The inclusion of social learning activities also is a valuable part of management development. Management development will not be successful unless learners have ample chance to try out new skills. Providing
potential managers with didactic management theory alone inadequately prepares them for the attitudes, skills, and insights necessary for effective management. Case studies, management games, transactional analysis, and sensitivity training are also effective in changing attitudes and increasing self-awareness. All of these techniques appropriately use social learning theory strategies.
Continued Competency as Part of Career Development
Continued competency is also a part of career management. BusinessDictionary.com (2016b) suggests that the definition of a professional is “a person formally certified by a professional body or belonging to a specific profession by virtue of having completed a required course of studies and/or practice, and whose competence can usually be measured against an established set of standards” (para. 1).
Huston (2017) notes that unfortunately, in many states, a practitioner is determined to be competent when initially licensed and thereafter, unless proven otherwise. Yet, clearly, passing a licensing exam and
continuing to work as a clinician does not assure competence throughout a career. Competence requires continual updates to knowledge and practice, and this is difficult in a health-care environment characterized by rapidly emerging new technologies, chaotic change, and perpetual clinical advancements.
The Institute of Medicine (IOM, 2010) report The Future of Nursing agrees, suggesting that nursing graduates now need competency in a variety of areas, including continuous improvement of the quality and safety of health-care systems; informatics; evidence-based practice; a knowledge of complex systems; skills and methods for leadership and management of continual improvement; population health and population- based care management; and health policy knowledge, skills, and attitudes. One must at least question how many nurses currently in practice would be able to demonstrate competency in all of these areas.

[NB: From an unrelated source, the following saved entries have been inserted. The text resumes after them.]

PR #1697, opened 2021-09-18
Fixed some of the sonarqube code smells for v1.0.

### LINKED ISSUE #1607: Clean up sonarqube issues
**Describe the bug**
We've let our code quality slip

**Logs**
https://github.com/stryker-mutator/stryker-net/runs/2882596005

**Expected behavior**
Clean it all up

corentinaltepe:
Partially fixes #1607.

I offer to address some of the [Sonarqube code smells on v1.0](https://sonarcloud.io/dashboard?branch=v1.0&id=stryker-net).

A couple comments:
- I use the plugin Code Cleanup On Save, which fixed some of the default code styling. It fixed spacing, and re-ordered imports in the files I modified. I would recommend setting up a [.editorconfig](https://docs.microsoft.com/en-us/dotnet/fundamentals/code-analysis/code-style-rule-options) file in the future. That would make future PR reviews easier and the style more consistent and easier to enforce.
- I fixed the `IDisposable` implementations the lazy way, by setting the classes `sealed`. I wasn't sure how to properly implement IDisposable otherwise (I'd need to be more familiar with the code base). I'd understand if you wish to revert this.

### DIFF
--- a/src/Stryker.Core/Stryker.Core.UnitTest/TestRunners/VsTestRunnersTest.cs
+++ b/src/Stryker.Core/Stryker.Core.UnitTest/TestRunners/VsTestRunnersTest.cs
@@ -111,7 +111,6 @@ namespace Stryker.Core.UnitTest.TestRunners
                     }).Object,
                 ProjectContents = _projectContents
             };
-            //CodeInjection.HelperNamespace = "Stryker.Core.UnitTest.TestRunners";
 
             _testCases = new List<TestCase> { firstTest, secondTest };
         }
@@ -123,7 +122,7 @@ namespace Stryker.Core.UnitTest.TestRunners
                 ContinueWith((_, u) => discoveryEventsHandler.HandleDiscoveryComplete((int)u, null, aborted), tests.Count);
         }
 
-        private TestCase BuildCase(string name) => new TestCase(name, _executorUri, _testAssemblyPath) { Id = new Guid() };
+        private TestCase BuildCase(string name) => new TestCase(name, _executorUri, _testAssemblyPath) { Id = Guid.NewGuid() };
 
         private TestCase FindOrBuildCase(string testResultId) => _testCases.FirstOrDefault(@t => t.FullyQualifiedName == testResultId) ?? BuildCase(testResultId);
 
@@ -384,7 +383,6 @@ namespace Stryker.Core.UnitTest.TestRunners
         {
             using var endProcess = new EventWaitHandle(true, EventResetMode.ManualReset);
             BuildVsTestRunner(new StrykerOptions(), endProcess, out var runner);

Assessing, maintaining, and supporting maintaining continued competence then is a challenge in
professional nursing. For example, Huston (2017) notes that some nurses develop high levels of competence in specific areas of nursing practice as a result of work experience and specialization at the expense of staying current in other areas of practice. In addition, employers often ask nurses to provide care in areas of practice outside their area of expertise because a nursing shortage encourages them to do so. In addition, many current competence assessments focus more on skills than they do on knowledge (Huston, 2017). The issue is also complicated by the fact that there are no national standards for defining, measuring, or requiring continuing competence in nursing.
Managers should appraise each employee’s competency level not only as part of performance appraisal but also as part of career development. This appraisal should lead to the development of a plan that outlines what the employee must do to achieve desired competencies in both current and future positions. Often, however, competency assessment focuses only on whether the employee has achieved required minimal competency levels to meet current federal, state, or organizational standards and not on how to exceed these competency levels. Thus, competency assessment and goal setting in career planning is proactive, with the employee identifying areas of potential future growth and the manager assisting in identifying strategies that can help the employee achieve that goal.
Competency assessment and goal setting in career planning should help the employee identify how to exceed minimum levels of competency.